17. The method for improving the internal computer throughput rate of network communicated

data of claim 16, further comprising the network interface driver examining the header of the

message to determine the correct destination point of the message.

18. The method for improving the internal computer throughput rate of network communicated

data of claim 16, further comprising the network interface driver maintaining a list of the

application endpoints.

19. The method for improving the internal computer throughput rate of network communicated

data of claim 14, further comprising the network interface driver providing security by permitting

only an intended recipient of the network communicated data to access the network

communicated data.

20. The method for improving the internal computer throughput rate of network communicated

data of claim 14, further comprising the network interface driver notifying and providing

parameters to an integrated protocol processing loop to allow an integrated protocol processing

loop to perform protocol processing on the network communicated data.

21. The method for improving the internal computer throughput rate of network communicated

data of claim 20, wherein the network interface driver sets end memory addresses of the message

buffers, aligns the message buffers and passes the range of the message buffers to the integrated

protocol processing loop.

22. A method for improving the internal computer throughput rate of network communicated

data comprising executing communication protocols in an integrated protocol processing loop.

23. The method for improving the internal computer throughput rate of network communicated

data of claim 22, further comprising linking the proper protocols to an application in the

application program memory address space.

24. The method for improving the internal computer throughput rate of network communicated data of claim 22, further comprising the integrated protocol processing loop containing iterations of serial and integrated data manipulations.

25. The method for improving the internal computer throughput rate of network communicated

data of claim 22, wherein header processing is performed during serial data manipulation, data

manipulation is performed during integrated data manipulation and header and external behavior

is performed during serial data manipulation.

26. A method for improving the internal computer throughput rate of network communicated

data comprising calculating communication protocol checksums one computer word at a time

within an integrated protocol processing loop.

27. The method for improving the internal computer throughput rate of network communicated

data of claim 26, wherein the size of a computer word is 32 bits.

28. The method for improving the internal computer throughput rate of network communicated

data of claim 26, wherein the size of a computer word is 64 bits.

29. A method for improving the internal computer throughput rate of network communicated

data comprising:

transferring network communicated data from a network interface device to an

application address space with only one physical copying of the data;

executing communication protocols in an integrated protocol processing loop;

calculating communication protocol checksums one computer word size of data at a time

within the integrated protocol processing loop; and

address mapping of the data occurs in response to call functions, where the operating

system's calls are bypassed.

30. The method for improving the internal computer throughput rate of network communicated

data of claim 29, wherein the call functions are call functions of an application program interface.

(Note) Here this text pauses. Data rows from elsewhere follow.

PR #1568, opened 2020-06-11
Refactor postgres query wizard 🐘🧙‍♂️

wwlorey:
This just moves code around and creates a generic `IPostgresQueryWizardContext`. It should make it easier to implement more postgres query wizards. Defs going to use it for stored procedures and maybe tables.


src/postgres/commands/PostgresQueryWizards/FunctionQueryWizard/FunctionQueryCreateStep.ts
```diff
@@ -4,7 +4,7 @@
  *--------------------------------------------------------------------------------------------*/
 
 import { AzureWizardExecuteStep } from "vscode-azureextensionui";
```
EricJizbaMSFT, line 6: Okay let me explain how I would structure this, because it's different than what you've done. Here's [an example](https://github.com/microsoft/vscode-azurefunctions/tree/master/src/commands/createFunction) that explains my general philosophy:
- I prefer if immediate subfolders of the "commands" folder are named after the command itself. (And obviously the command would be in that folder - next to the wizard steps)
- I prefer not to use redundant words in folder names. I'm okay with it in function/class names because we see those without the context of the full path, but you never see a folder without the context of the folders around it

31. The method for improving the internal computer throughput rate of network communicated data of claim 29, wherein the call functions are call functions of an application program.

32. The method for improving the internal computer throughput rate of network communicated

data of claim 29, wherein the call functions are call functions of a network interface device.

33. The method for improving the internal computer throughput rate of network communicated

data of claim 29, wherein the call functions are call functions of a network interface driver.